[Stored items]

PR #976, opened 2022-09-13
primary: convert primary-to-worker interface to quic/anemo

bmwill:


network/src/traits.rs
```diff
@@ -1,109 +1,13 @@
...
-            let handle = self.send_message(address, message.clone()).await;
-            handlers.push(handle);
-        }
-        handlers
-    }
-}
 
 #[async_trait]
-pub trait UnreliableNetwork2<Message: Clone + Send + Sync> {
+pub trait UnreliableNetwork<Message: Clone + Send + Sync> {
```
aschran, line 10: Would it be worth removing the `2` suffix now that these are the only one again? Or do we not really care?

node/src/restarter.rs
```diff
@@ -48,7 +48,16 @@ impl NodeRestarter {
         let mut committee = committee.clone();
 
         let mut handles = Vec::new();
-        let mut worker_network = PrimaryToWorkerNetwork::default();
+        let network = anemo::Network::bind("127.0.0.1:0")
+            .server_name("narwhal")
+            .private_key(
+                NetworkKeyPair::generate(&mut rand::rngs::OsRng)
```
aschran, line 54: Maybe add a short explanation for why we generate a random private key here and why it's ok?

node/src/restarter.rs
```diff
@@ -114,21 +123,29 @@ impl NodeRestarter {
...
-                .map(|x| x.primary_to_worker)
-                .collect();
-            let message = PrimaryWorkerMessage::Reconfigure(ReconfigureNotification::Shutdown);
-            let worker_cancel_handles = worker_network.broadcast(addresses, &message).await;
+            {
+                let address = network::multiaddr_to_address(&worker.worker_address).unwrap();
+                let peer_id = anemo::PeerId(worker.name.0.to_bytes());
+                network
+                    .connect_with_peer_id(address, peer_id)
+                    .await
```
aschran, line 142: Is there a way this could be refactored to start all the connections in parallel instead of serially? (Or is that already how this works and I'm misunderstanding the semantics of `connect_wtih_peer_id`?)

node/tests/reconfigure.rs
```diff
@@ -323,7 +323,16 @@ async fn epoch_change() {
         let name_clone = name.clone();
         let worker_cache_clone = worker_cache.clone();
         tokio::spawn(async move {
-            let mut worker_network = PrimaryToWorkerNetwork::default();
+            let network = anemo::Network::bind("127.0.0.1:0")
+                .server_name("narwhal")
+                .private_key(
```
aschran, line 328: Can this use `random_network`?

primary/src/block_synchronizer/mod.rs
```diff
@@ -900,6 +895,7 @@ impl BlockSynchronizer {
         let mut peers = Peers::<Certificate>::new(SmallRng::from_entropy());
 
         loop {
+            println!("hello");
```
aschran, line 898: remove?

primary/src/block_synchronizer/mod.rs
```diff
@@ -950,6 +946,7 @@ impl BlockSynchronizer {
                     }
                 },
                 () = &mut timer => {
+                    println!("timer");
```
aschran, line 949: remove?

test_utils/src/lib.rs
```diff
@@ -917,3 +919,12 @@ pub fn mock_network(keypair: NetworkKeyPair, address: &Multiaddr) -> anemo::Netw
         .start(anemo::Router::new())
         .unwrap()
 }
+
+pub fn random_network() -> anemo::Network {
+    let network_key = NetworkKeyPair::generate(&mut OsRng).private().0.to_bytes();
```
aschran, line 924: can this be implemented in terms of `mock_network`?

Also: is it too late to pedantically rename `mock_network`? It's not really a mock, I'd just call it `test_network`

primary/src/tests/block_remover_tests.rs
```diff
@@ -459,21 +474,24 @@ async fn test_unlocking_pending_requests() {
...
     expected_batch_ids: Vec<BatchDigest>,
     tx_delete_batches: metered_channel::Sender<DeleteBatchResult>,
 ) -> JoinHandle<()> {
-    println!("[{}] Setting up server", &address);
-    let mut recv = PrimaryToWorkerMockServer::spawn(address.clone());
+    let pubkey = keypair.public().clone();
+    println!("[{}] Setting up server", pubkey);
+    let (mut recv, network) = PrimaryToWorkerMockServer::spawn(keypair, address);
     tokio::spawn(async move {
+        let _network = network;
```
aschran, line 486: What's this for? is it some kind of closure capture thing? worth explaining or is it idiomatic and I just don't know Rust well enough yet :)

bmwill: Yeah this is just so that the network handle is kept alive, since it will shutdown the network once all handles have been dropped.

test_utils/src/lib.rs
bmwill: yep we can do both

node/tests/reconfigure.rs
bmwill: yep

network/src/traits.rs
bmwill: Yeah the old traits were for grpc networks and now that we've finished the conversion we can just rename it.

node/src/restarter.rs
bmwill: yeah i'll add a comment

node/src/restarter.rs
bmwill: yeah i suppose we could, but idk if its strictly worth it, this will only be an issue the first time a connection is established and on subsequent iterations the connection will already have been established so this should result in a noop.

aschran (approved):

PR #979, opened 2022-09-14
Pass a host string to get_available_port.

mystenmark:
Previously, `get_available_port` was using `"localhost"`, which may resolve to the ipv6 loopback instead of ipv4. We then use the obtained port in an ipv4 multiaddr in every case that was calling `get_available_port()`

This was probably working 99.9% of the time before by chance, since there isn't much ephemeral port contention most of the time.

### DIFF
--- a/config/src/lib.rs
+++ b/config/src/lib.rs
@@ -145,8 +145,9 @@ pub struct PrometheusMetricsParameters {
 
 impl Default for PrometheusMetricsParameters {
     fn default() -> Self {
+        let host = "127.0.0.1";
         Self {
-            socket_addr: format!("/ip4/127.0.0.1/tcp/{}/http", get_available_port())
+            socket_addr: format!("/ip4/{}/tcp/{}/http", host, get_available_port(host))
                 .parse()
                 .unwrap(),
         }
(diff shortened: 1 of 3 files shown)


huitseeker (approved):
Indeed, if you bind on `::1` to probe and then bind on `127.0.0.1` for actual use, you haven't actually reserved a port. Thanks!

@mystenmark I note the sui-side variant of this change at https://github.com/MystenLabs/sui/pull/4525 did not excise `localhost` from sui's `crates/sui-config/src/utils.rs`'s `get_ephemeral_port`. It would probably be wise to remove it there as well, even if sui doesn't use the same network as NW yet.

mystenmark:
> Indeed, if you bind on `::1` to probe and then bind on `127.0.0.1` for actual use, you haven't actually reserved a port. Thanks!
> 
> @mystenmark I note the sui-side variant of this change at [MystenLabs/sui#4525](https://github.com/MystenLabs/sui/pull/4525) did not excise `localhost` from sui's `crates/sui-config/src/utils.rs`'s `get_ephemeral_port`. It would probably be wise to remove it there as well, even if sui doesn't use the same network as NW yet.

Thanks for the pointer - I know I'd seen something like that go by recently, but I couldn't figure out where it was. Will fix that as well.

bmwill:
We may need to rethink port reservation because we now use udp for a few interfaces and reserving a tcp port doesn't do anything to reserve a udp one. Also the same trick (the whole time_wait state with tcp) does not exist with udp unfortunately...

ASSIGNED TASK> Return the entries above in full and exactly as written.

ANSWER SPACE>
PR #976, opened 2022-09-13
primary: convert primary-to-worker interface to quic/anemo

bmwill:


network/src/traits.rs
```diff
@@ -1,109 +1,13 @@
...
-            let handle = self.send_message(address, message.clone()).await;
-            handlers.push(handle);
-        }
-        handlers
-    }
-}
 
 #[async_trait]
-pub trait UnreliableNetwork2<Message: Clone + Send + Sync> {
+pub trait UnreliableNetwork<Message: Clone + Send + Sync> {
```
aschran, line 10: Would it be worth removing the `2` suffix now that these are the only one again? Or do we not really care?

node/src/restarter.rs
```diff
@@ -48,7 +48,16 @@ impl NodeRestarter {
         let mut committee = committee.clone();
 
         let mut handles = Vec::new();
-        let mut worker_network = PrimaryToWorkerNetwork::default();
+        let network = anemo::Network::bind("127.0.0.1:0")
+            .server_name("narwhal")
+            .private_key(
+                NetworkKeyPair::generate(&mut rand::rngs::OsRng)
```
aschran, line 54: Maybe add a short explanation for why we generate a random private key here and why it's ok?

node/src/restarter.rs
```diff
@@ -114,21 +123,29 @@ impl NodeRestarter {
...
-                .map(|x| x.primary_to_worker)
-                .collect();
-            let message = PrimaryWorkerMessage::Reconfigure(ReconfigureNotification::Shutdown);
-            let worker_cancel_handles = worker_network.broadcast(addresses, &message).await;
+            {
+                let address = network::multiaddr_to_address(&worker.worker_address).unwrap();
+                let peer_id = anemo::PeerId(worker.name.0.to_bytes());
+                network
+                    .connect_with_peer_id(address, peer_id)
+                    .await
```
aschran, line 142: Is there a way this could be refactored to start all the connections in parallel instead of serially? (Or is that already how this works and I'm misunderstanding the semantics of `connect_wtih_peer_id`?)

node/tests/reconfigure.rs
```diff
@@ -323,7 +323,16 @@ async fn epoch_change() {
         let name_clone = name.clone();
         let worker_cache_clone = worker_cache.clone();
         tokio::spawn(async move {
-            let mut worker_network = PrimaryToWorkerNetwork::default();
+            let network = anemo::Network::bind("127.0.0.1:0")
+                .server_name("narwhal")
+                .private_key(
```
aschran, line 328: Can this use `random_network`?

primary/src/block_synchronizer/mod.rs
```diff
@@ -900,6 +895,7 @@ impl BlockSynchronizer {
         let mut peers = Peers::<Certificate>::new(SmallRng::from_entropy());
 
         loop {
+            println!("hello");
```
aschran, line 898: remove?

primary/src/block_synchronizer/mod.rs
```diff
@@ -950,6 +946,7 @@ impl BlockSynchronizer {
                     }
                 },
                 () = &mut timer => {
+                    println!("timer");
```
aschran, line 949: remove?

test_utils/src/lib.rs
```diff
@@ -917,3 +919,12 @@ pub fn mock_network(keypair: NetworkKeyPair, address: &Multiaddr) -> anemo::Netw
         .start(anemo::Router::new())
         .unwrap()
 }
+
+pub fn random_network() -> anemo::Network {
+    let network_key = NetworkKeyPair::generate(&mut OsRng).private().0.to_bytes();
```
aschran, line 924: can this be implemented in terms of `mock_network`?

Also: is it too late to pedantically rename `mock_network`? It's not really a mock, I'd just call it `test_network`

primary/src/tests/block_remover_tests.rs
```diff
@@ -459,21 +474,24 @@ async fn test_unlocking_pending_requests() {
...
     expected_batch_ids: Vec<BatchDigest>,
     tx_delete_batches: metered_channel::Sender<DeleteBatchResult>,
 ) -> JoinHandle<()> {
-    println!("[{}] Setting up server", &address);
-    let mut recv = PrimaryToWorkerMockServer::spawn(address.clone());
+    let pubkey = keypair.public().clone();
+    println!("[{}] Setting up server", pubkey);
+    let (mut recv, network) = PrimaryToWorkerMockServer::spawn(keypair, address);
     tokio::spawn(async move {
+        let _network = network;
```
aschran, line 486: What's this for? is it some kind of closure capture thing? worth explaining or is it idiomatic and I just don't know Rust well enough yet :)

bmwill: Yeah this is just so that the network handle is kept alive, since it will shutdown the network once all handles have been dropped.

test_utils/src/lib.rs
bmwill: yep we can do both

node/tests/reconfigure.rs
bmwill: yep

network/src/traits.rs
bmwill: Yeah the old traits were for grpc networks and now that we've finished the conversion we can just rename it.

node/src/restarter.rs
bmwill: yeah i'll add a comment

node/src/restarter.rs
bmwill: yeah i suppose we could, but idk if its strictly worth it, this will only be an issue the first time a connection is established and on subsequent iterations the connection will already have been established so this should result in a noop.

aschran (approved):

PR #979, opened 2022-09-14
Pass a host string to get_available_port.

mystenmark:
Previously, `get_available_port` was using `"localhost"`, which may resolve to the ipv6 loopback instead of ipv4. We then use the obtained port in an ipv4 multiaddr in every case that was calling `get_available_port()`

This was probably working 99.9% of the time before by chance, since there isn't much ephemeral port contention most of the time.

### DIFF
--- a/config/src/lib.rs
+++ b/config/src/lib.rs
@@ -145,8 +145,9 @@ pub struct PrometheusMetricsParameters {
 
 impl Default for PrometheusMetricsParameters {
     fn default() -> Self {
+        let host = "127.0.0.1";
         Self {
-            socket_addr: format!("/ip4/127.0.0.1/tcp/{}/http", get_available_port())
+            socket_addr: format!("/ip4/{}/tcp/{}/http", host, get_available_port(host))
                 .parse()
                 .unwrap(),
         }
(diff shortened: 1 of 3 files shown)


huitseeker (approved):
Indeed, if you bind on `::1` to probe and then bind on `127.0.0.1` for actual use, you haven't actually reserved a port. Thanks!

@mystenmark I note the sui-side variant of this change at https://github.com/MystenLabs/sui/pull/4525 did not excise `localhost` from sui's `crates/sui-config/src/utils.rs`'s `get_ephemeral_port`. It would probably be wise to remove it there as well, even if sui doesn't use the same network as NW yet.

mystenmark:
> Indeed, if you bind on `::1` to probe and then bind on `127.0.0.1` for actual use, you haven't actually reserved a port. Thanks!
> 
> @mystenmark I note the sui-side variant of this change at [MystenLabs/sui#4525](https://github.com/MystenLabs/sui/pull/4525) did not excise `localhost` from sui's `crates/sui-config/src/utils.rs`'s `get_ephemeral_port`. It would probably be wise to remove it there as well, even if sui doesn't use the same network as NW yet.

Thanks for the pointer - I know I'd seen something like that go by recently, but I couldn't figure out where it was. Will fix that as well.

bmwill:
We may need to rethink port reservation because we now use udp for a few interfaces and reserving a tcp port doesn't do anything to reserve a udp one. Also the same trick (the whole time_wait state with tcp) does not exist with udp unfortunately...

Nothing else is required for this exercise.